#### INPUT FOR THIS TASK

Issue #371, opened 2026-08-29
Very low FPS on web


RawadZogheib:
When we launch on the web, we get very low FPS and noticeable lag. Do we need to add or optimize anything specifically for web, or is the flutter_scene not fully supported/optimized for web yet?

bdero:
Flutter Scene fully supports web. Where are you trying to run? Some of the content in the example app is tuned for high end/desktop hardware.

bdero:
https://fscene.dev/getting-started/ is also filled with live examples of flutter_scene running on web.

PR #407, opened 2026-09-13
Replace a re-bound vertex slot in the web shim instead of appending it

### LINKED ISSUE #406: Web backend: per-draw vertex bindings accumulate across a same-pipeline run, making GL traffic quadratic in the draw count
### What happens

On the WebGL2 backend, `RenderPass.bindVertexBuffer` appends to `_pendingVertexBindings` and the list is only cleared by `clearBindings()`, which the scene encoder calls only when the pipeline changes (`scene_encoder.dart`, "Opaque draws are pipeline-sorted, so same-pipeline runs skip the clear"). Every draw binds its full slot set, so over a run of N same-pipeline draws the list grows to N entries and `_applyVertexState` re-points all of them on every draw:

- `vertexAttribPointer` / `bindBuffer` / `vertexAttribDivisor` calls per frame ≈ attributes × N² / 2 instead of attributes × N
- the VAO cache key (`_applyVertexState`) is built from the whole list, so as soon as a run outgrows `_kMaxCachedVaos` (512) the cache misses on every draw and a VAO is created per draw per frame

Native is unaffected because there each draw's binds overwrite the slot.

Any scene with a few hundred individually modelled meshes sharing a material hits this (they can't be instance-batched because the geometries differ). It may be what #371 was seeing.

### Reproduction

https://github.com/Pregum/flutter_scene_web_draw_repro — 400 cubes with distinct `CuboidGeometry`, one shared `UnlitMaterial`, no lights/sky, `SceneView` with an orbiting camera. The README has a DevTools snippet that counts GL calls per presented frame.

Chrome 140 / Apple M4, `flutter_scene 0.23.0`, Flutter 3.47.2 stable:

| | draws / frame | `vertexAttribPointer` / frame | `bindBuffer` / frame | Dart build phase |
|---|---|---|---|---|
| 0.23.0 | 402 | **401,006** | 80,612 | **~80 ms** |
| with the fix below | 402 | 2,006 | 812 | ~3 ms |

`DRAWS=100/200/400` scales the `vertexAttribPointer` count quadratically. In my real app (552 draws, 35 buildings) the main thread was saturated (~35–60 ms build, `_applyVertexState` at the top of the profile) and drops to ~5 ms with the fix.

### Fix

Replace the pending entry for a slot that is re-bound instead of appending it (PR: #TBD). One hunk in `lib/src/gpu/web/render_pass.dart`:

```dart
final entry = (bufferView, slot, instanceRate);
final existing = _pendingVertexBindings.indexWhere((b) => b.$2 == slot);
if (existing >= 0) {
  _pendingVertexBindings[existing] = entry;
} else {
  _pendingVertexBindings.add(entry);
}
```

Pregum:
Fixes #406.

The encoder clears the web `RenderPass`'s bindings only when the pipeline changes, and every draw binds its full slot set, so over a run of same-pipeline draws `_pendingVertexBindings` grew by one entry per draw. Each draw then re-pointed every earlier draw's attributes (quadratic GL traffic in the run length), and because the VAO cache key covers the whole list, the cache missed as soon as a run outgrew it and rebuilt a VAO per draw per frame. Native is unaffected: a re-bind there overwrites the slot.

`bindVertexBuffer` now replaces the pending entry for the slot it re-binds. The instance-rate entries get the same treatment, which is what keeps the per-draw instance stream at one re-point per draw.

Measured on the reproduction in the issue (400 distinct cubes, one material, Chrome 140 / Apple M4): `vertexAttribPointer` per frame 401,006 → 2,006, `bindBuffer` 80,612 → 812, Dart build phase ~80 ms → ~3 ms; a 552-draw scene went from a saturated main thread to ~5 ms.

Verified against the 0.23.0 sources with this exact diff (path override). Note: building the reproduction against current `master` fails at runtime on web for me with `Failed to bind uniform ... "DebugViewInfo"` for the unlit material, independent of this change — happy to file that separately if it isn't known.

CHANGELOG: one line under 0.24.0.


bdero:
Thanks @Pregum, great find with a clear repro. Pushed a small follow-up commit to tighten the prose and merged. This regression dates back to 0.19.0, so it may also explain what happened with #371.
Please do file the DebugViewInfo failure separately with your Flutter version; master's WebGL2 smoke lane passes on Flutter master, so it may be specific to 3.47 stable. But it's possible we also have a testing gap. We've already uncovered and fixed a couple of cases where the WebGL backend can fall over on specific browser builds...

########

Each line from the start of the listing above through the line containing "Replace a re-bound" should be copied exactly, please, with no other lines added.

Issue #371, opened 2026-08-29
Very low FPS on web


RawadZogheib:
When we launch on the web, we get very low FPS and noticeable lag. Do we need to add or optimize anything specifically for web, or is the flutter_scene not fully supported/optimized for web yet?

bdero:
Flutter Scene fully supports web. Where are you trying to run? Some of the content in the example app is tuned for high end/desktop hardware.

bdero:
https://fscene.dev/getting-started/ is also filled with live examples of flutter_scene running on web.

PR #407, opened 2026-09-13
Replace a re-bound vertex slot in the web shim instead of appending it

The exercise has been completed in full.